Where parties concur to a valid liquidated sum in the event of a breach, does a non-breaching party have duty to mitigate damages?


(Raker, J.) No. Where parties concur to a valid liquidated sum in the event of a breach, a non-breaching party has no duty to mitigate damages. The court rejected Patches (D) arguments that the contract was adhesive and unconscionable, and that the lower court rightly ruled in concluding that the Agreement was neither fraudulent nor adhesive. First, the Patches (D) were not forced to enroll their daughter in the Barrie School (P) and the agreement was fair. But the Patches (D) were given the free hand to cancel the entire Agreement upon notification and to receive the full refund of their deposit. Hence, the ruling was reversed and remanded because the business transaction between Patches (D) and Barrie School (P) was conducted at arm’s-length


(Bell, C.J.) The conclusion of majority that where a liquidated damages clause is valid, there is no need for the non-binding party to mitigate its damages is wrong. It is clear that the contract was breached by Patches (D) but the evidence before the court shows that the school did not suffer harm commensurate to the sum fixed as liquidated damages.

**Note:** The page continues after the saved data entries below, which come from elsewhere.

PR #1610, opened 2025-04-02
Support navigation based conditional matching

jonathanKingston:
**Asana Task/Github Issue:** https://app.asana.com/0/481882893211075/1209844047592403/f

## Description

Part of: https://app.asana.com/0/481882893211075/1209844047592403/f for navigation handling, super PoC.

## Testing Steps

- 

## Checklist

*Please tick all that apply:*


injected/src/features/api-manipulation.js
```diff
@@ -26,6 +28,11 @@ export default class ApiManipulation extends ContentFeature {
         }
     }
 
+    urlChanged(site) {
+        super.urlChanged(site);
+        this.init();
```
jonathanKingston, line 33: This means we'll rerun rules on navigation change.

injected/src/features/autofill-password-import.js
```diff
@@ -490,23 +491,15 @@ export default class AutofillPasswordImport extends ContentFeature {
...
+    }
+
     init() {
         this.setButtonSettings();
 
         const handlePath = this.handlePath.bind(this);
-        const historyMethodProxy = new DDGProxy(this, History.prototype, 'pushState', {
-            async apply(target, thisArg, args) {
-                const path = args[1] === '' ? args[2].split('?')[0] : args[1];
-                await handlePath(path);
```
jonathanKingston, line 500: I think this might have been wrong as the DDGReflect.apply hadn't applied

jonathanKingston: Actually just re-read the code again, I think it's fine :)

injected/src/features/element-hiding.js
```diff
@@ -360,19 +361,14 @@ export default class ElementHiding extends ContentFeature {
         } else {
             applyRules(activeRules);
         }
-        // single page applications don't have a DOMContentLoaded event on navigations, so
-        // we use proxy/reflect on history.pushState to call applyRules on page navigations
-        const historyMethodProxy = new DDGProxy(this, History.prototype, 'pushState', {
-            apply(target, thisArg, args) {
-                applyRules(activeRules);
```
jonathanKingston, line 367: @dharb  This wasn't applying after the URL had changed, which meant it might not have worked correctly in all cases. This change shall make the apply rules code run after the url bar has changed.

injected/src/content-scope-features.js
```diff
@@ -74,6 +75,16 @@ export async function init(args) {
     resolvedFeatures.forEach(({ featureInstance, featureName }) => {
         if (!isFeatureBroken(args, featureName) || alwaysInitExtensionFeatures(args, featureName)) {
             featureInstance.callInit(args);
+            // Either listenForUrlChanges or urlChanged ensures the feature listens.
+            if (featureInstance.listenForUrlChanges || featureInstance.urlChanged) {
+                registerForURLChanges(() => {
+                    // The rationale for the two separate call here is to ensure that
+                    // extensions to the class don't need to call super.urlChanged()
+                    featureInstance.recomputeSiteObject();
```
jonathanKingston, line 83: @dbajpeyi this is now split out so feature authors don't need to call super() as before.

injected/src/url-change.js
```diff
@@ -0,0 +1,51 @@
...
+        listener();
+    }
+}
+
+function listenForURLChanges() {
+    const urlChangedInstance = new ContentFeature('urlChanged', {}, {});
+    if ('navigation' in globalThis && 'addEventListener' in globalThis.navigation) {
+        // if the browser supports the navigation API, we can use that to listen for URL changes
+        // Listening to navigatesuccess instead of navigate to ensure the navigation is committed.
+        globalThis.navigation.addEventListener('navigatesuccess', () => {
```
jonathanKingston, line 27: @dbajpeyi the navigate event actually fired too early, I validated this works as expected. The API has a way to modify and deny navigations before they happen.

injected/src/features/element-hiding.js
jonathanKingston: Also to note I've added support for the navigation api when it's available; this should be less risk on Chromium based browsers as we'll not need to do any wrapping.

injected/src/content-scope-features.js
dbajpeyi: Non-blocking: do we forsee any major issues if we have both `recomputeSiteObject` and `urlChanged` being called? Can there be any inconsistencies?

dbajpeyi (approved):
LGTM!

PR #1612, opened 2025-04-03
Add Image Captcha Solver

brianhall:
**Asana Task/Github Issue:** 

## Description
Asana: https://app.asana.com/0/72649045549333/1209395858706166/f

## Testing Steps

the penalty limitation on liquidated damages clauses under a “freedom of contract” approach should be cancelled and such clauses should be enforced unless they are the product of some defect in the bargaining process, such as fraud or coercion. This position is being advocated by some commentators but others create a presumption that a liquidated damages clause is valid absent a showing that the clause is unconscionable. Still, penalty limitation may be applied to situations where an opportunity and incentive to induce a breach, but otherwise would not enforce the penalty limitation.